### Problem description
A single number is required: how many lines in the records below contain "writes".

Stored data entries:
----------------
PR #542, opened 2023-06-21
Set up SDK `aliases` feature

joewagner:
Draft PR for upcoming Aliases feature.

## Overview
The high level concept for this PR is that if a developer can provide a few config params, it will make using this SDK as an underlying driver for a SQLite ORM, or a query builder, very low friction.  For specific examples of using this feature have a look at the tests.
So far all of this has been done in a backward compatible way, but we could consider a major version bump simply because this feature enables a significantly different usage.

## Details
The basic concept is two-fold. It enables a developer to write SQL queries where the table name is specific to their configuration (does not need to be unique across all of Tableland), and the table name in the create statement is the same as in mutate statements. For example, you can do `CREATE TABLE users (first_name text);` then `INSERT INTO users (first_name) VALUES ('Bobby');`.  Any number of developers/apps/projects can have a table named "users" without conflicts, and there is no need to understand the concept of a table prefix.

The way this works is based on a new config param called `aliases`.  This param is an Object that has a `read` function and a `write` function.  `read` must return a mapping of the project scoped table name to the universally unique Tableland table name.  For example: `{ "users": "users_31337_2" }`.  `write` will be called anytime the Database instance is used to create a table.

### the read function
As mentioned above the `read` function must return a mapping of table names.  This mapping is used by our wasm sql parser via the nameMap argument.  The internals of how that works is [here](https://github.com/tablelandnetwork/wasm-sqlparser/blob/main/main.go#L157), but the TL;DR; is that the parser will replace the table names within the given statement.

### the write function
The `write` function will be called any time a change to the project might be needed.  Specifically, when a table or tables are created the function will be called with mapping of the project name (also called prefix) to the uu table name.  The developer has the option to handle this however they see fit.  
A few potential options are:
- managing a json (or yaml, or really any format) file with table names.  This seems like it would be most useful for projects were all of the tables are created during an initialization step, or the tables already exist on chain.
- managing table names via a Tableland table.  If the dev has some rules in place to manage writes to a Tableland table they could easily create a table with two columns, `project_table` and `uu_table`.  This would allow dynamically adding to, or removing from, the Project's tables.
- managing table names via a traditional database managed by the app developer, e.g. a Postgres instance.
- It's only useful for short lived sandboxes like tests, but an example in-memory mapping is setup [here.](https://github.com/tablelandnetwork/js-tableland/pull/542/files#diff-6245813f8a7143a17d54ca18a26d1d1d046aabd8512a1b70736b75994a847513R35)


src/helpers/config.ts
```diff
@@ -69,3 +78,18 @@ export async function extractChainId(conn: Config = {}): Promise<number> {
 
   return chainId;
 }
+
+export function jsonFileAliases(filepath: string): AliasesNameMap {
```
joewagner, line 82: This is really more of an example than part of the SDK, but it seems like a very common use-case and should be useful to get new devs up and running.
It's only useful in the Node.js environment.

src/helpers/parser.ts
```diff
@@ -6,18 +6,22 @@ import {
...
 } from "@tableland/sqlparser";
 import { isTestnet } from "./chains.js";
+import { type NameMapping } from "./config.js";
 
 export type { NormalizedStatement, StatementType };
 
-export async function normalize(sql: string): Promise<NormalizedStatement> {
+export async function normalize(
+  sql: string,
+  nameMap?: NameMapping
```
joewagner, line 15: The wasm parser already has `nameMap` as an optional second argument. Just need to add it here for TS to work.

src/registry/utils.ts
```diff
@@ -234,32 +234,33 @@ export async function wrapManyTransaction(
...
 
   const params = { ..._params, chainId };
+  // TODO: including `name`, `prefix`, and `tableId` for back compat, will be removed next major
+  const tableMeta = {
+    names,
+    name: names[0],
+    tableId: _params.tableIds[0],
+    prefixes,
+    prefix: prefixes[0],
+  };
```
joewagner, line 244: This is not related, just doing some cleanup/drying out.

joewagner (commented):
This is ready for a review.  I added some inline comments, and as always ping me in Discord to chat sync about any of this.
The tests are good place to get a feel for how the feature works.  In general, once you get the aliases config setup using the SDK becomes a lot more like any SQL database driver.

joewagner:
@dtbuchholz I tagged you as a reviewer, since this is a pretty dev-centric feature.  No response needed, but If you have any suggestions for improvements here feel free to chime in.

dtbuchholz:
@joewagner forsure, this is such a great feature! just to make sure i understand the current process:
1) i create a table
2) i take that table name (e.g., `mytable_31337_2_31337_3`) and manually put that in a local JSON file like `{ 'mytable': 'mytable_31337_2_31337_3' }`
3) i can make reads/writes with `mytable`, and trying to create a new `mytable` will throw

so, if i'm a dev and i want to use aliases, do i have to (1) create a JSON file mapping and then (2) handle reading that file myself? or does the SDK automatically handle reading the file...like a standard `tablelandrc.json` file that has mappings in it?

e.g., would i have to do something like the setup below where i read my JSON file and store it as `nameMap` and then instantiate?:
```ts
const db = new Database({
  signer,
  // this parameter is the core of the aliases feature
  aliases: {
    read: async function () {
      return nameMap;
    },
    write: async function (names) {
      for (const uuTableName in names) {
        nameMap[uuTableName] = names[uuTableName];
      }
    },
  },
});
```

(i can play around with it too but just some initial thoughts)

joewagner:
@dtbuchholz Definitely try it out if you have some time.  The way it's likely to work will depend a lot on the environment.  If the dev is using Tableland in node.js they can do something like:
```
const db = new Database({ signer, aliases: jsonFileAliases("my-aliases.json"), autoWait: true });
await db.prepare("create table mytbl (name text, info text);").all();
await db.prepare("insert into mytbl (name, info) values ('alias feature', 'is super cool');").all();
```
The dev would have to make sure that the `my-aliases.json` file exists, even if it's content is just `{}`.  After that there's never a need to think about the chainId or tableId.

If the dev is building something for the browser, it's a little more complicated because they have to find a way to get the name aliases.  An example might be:
```
const db = new Database({
  // Notice the browser gives us the signer
  aliases: {
    read: async function () {
      const res = doFetch("https://myapi.example.com/name-map");
      return res.json();
    }
    //  Might not need a write function if the app doesn't create tables
  }
});
```

src/statement.ts
```diff
@@ -101,12 +101,32 @@ export class Statement<S = unknown> {
...
+        : undefined;
+    const { type, statements, tables } = await normalize(
+      statementWithBindings,
+      nameMap
+    );
+
+    // TODO: this feels wrong, but we have to use the normalize function to determine the type,
+    //    then use it again if the type is create to ensure that a new table isn't created with
+    //    an existing prefix.
+    if (type === "create" && nameMap != null) {
```
asutula, line 116: `nameMap` can be `undefined`, but you are comparing to `null` here, so this will never match.

asutula (commented):
Looking good. Mostly want to discuss a potential optimization to avoid reading the aliases every time a query runs. Left a comment about it in the code.

src/database.ts
```diff
@@ -98,10 +98,17 @@ export class Database<D = unknown> {
   ): Promise<Array<Result<T>>> {
     try {
       const start = performance.now();
+      const nameMap =
+        typeof this.config.aliases?.read === "function"
+          ? await this.config.aliases?.read()
+          : undefined;
```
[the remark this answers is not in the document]
joewagner: Yeah, we've had a few issues reported where JS users get confusing run time errors.

src/database.ts
```diff
@@ -98,10 +98,17 @@ export class Database<D = unknown> {
   ): Promise<Array<Result<T>>> {
     try {
       const start = performance.now();
+      const nameMap =
+        typeof this.config.aliases?.read === "function"
+          ? await this.config.aliases?.read()
```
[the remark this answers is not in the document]
joewagner: I was doing the read each time in case there are two `Database` instances making writes. In which case you would need to have some kind of way to avoid stale caches.
The interface might be a little confusing, but if the dev wanted to optimize by putting the aliases in memory I was thinking they would do something like:
```
const nameMap = {}; // they could always do an async "fetch" here to get existing aliases
const db = new Database({
  signer,
  aliases: {
    read: async function () {
      return nameMap;
    },
    write: async function (names) {
      for (const uuTableName in names) {
        nameMap[uuTableName] = names[uuTableName];
      }
    },
  },
});
```

They would also need to build some logic to store the aliases permanently.
Just to brainstorm...
Would it be useful to enable another helper that managed an in memory Object somehow?
Maybe something like:
```
import { Database, helpers } from "@tableland/sdk":

// get the existing state however the dev wants
const aliasesObj = await doFetchToGetAliases();
const memAliases = new helpers.MemoryAliases(aliasesObj);

const db = new Database({
  signer,
  aliases: memAliases,
});

// ...later on, whenever it makes sense...
const newMap = memAliases.read();
await doPostToUpdateAliases(newMap);
```

src/helpers/config.ts
joewagner: I like it!

src/statement.ts
joewagner: When the typescript transpilation happens `!=` ends up ensuring the value is not `undefined` or `null`, which is needed for JS users I think.

asutula: Ah ok, tricky. I guess I've never thought that deeply about transpiler behaviors and JS usage when writing typescript. Would be curious to know if, in general, this type of stuff is documented somewhere?

asutula: Just to clarify, would it also be fine if you used `nameMap != undefined`? Would the transpiler still output a check for `undefined` or `null`? If so, I still think `nameMap != undefined` would be good here since it reads better in typescript and looks correct relative to our other typescript code that is in scope.

asutula (approved):

src/statement.ts
joewagner: I'm trying to rethink this with fresh eyes, and would it we better to check that `nameMap` is an Object?

RE: null vs. undefined
`== undefined` and `== null` are functionally identical.  They both check for `undefined` or `null`. I thought Typescript was transpiling `val == null` to `(val === null || val === undefined)`. But after looking in detail at the dist directory it looks like I was wrong.
Which to use feels like a style choice, and it would be nice to stay consistent.  In this package we use `== null` or `!= null` everywhere. I'm happy changing to using `undefined`, but maybe do it everywhere?  As a third option, we could also stop using [coercive comparisons](https://developer.mozilla.org/en-US/docs/Web/JavaScript/Reference/Operators/Equality#comparison_with_type_conversion) all together?

asutula: Yea seems like checking that it's an object makes sense.

Oh yea, coercive types... so that does actually work as expected, ignore my original comment. In general, I've always steered away from using coercive types because they cause this type of confusion and are black magic. Plus it's nice to have `null` and `undefined` mean different things in some cases. For example, `undefined` can mean "this has never been initialized" and `null` can mean "this was set to the empty value".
----------------
### Response to the task
3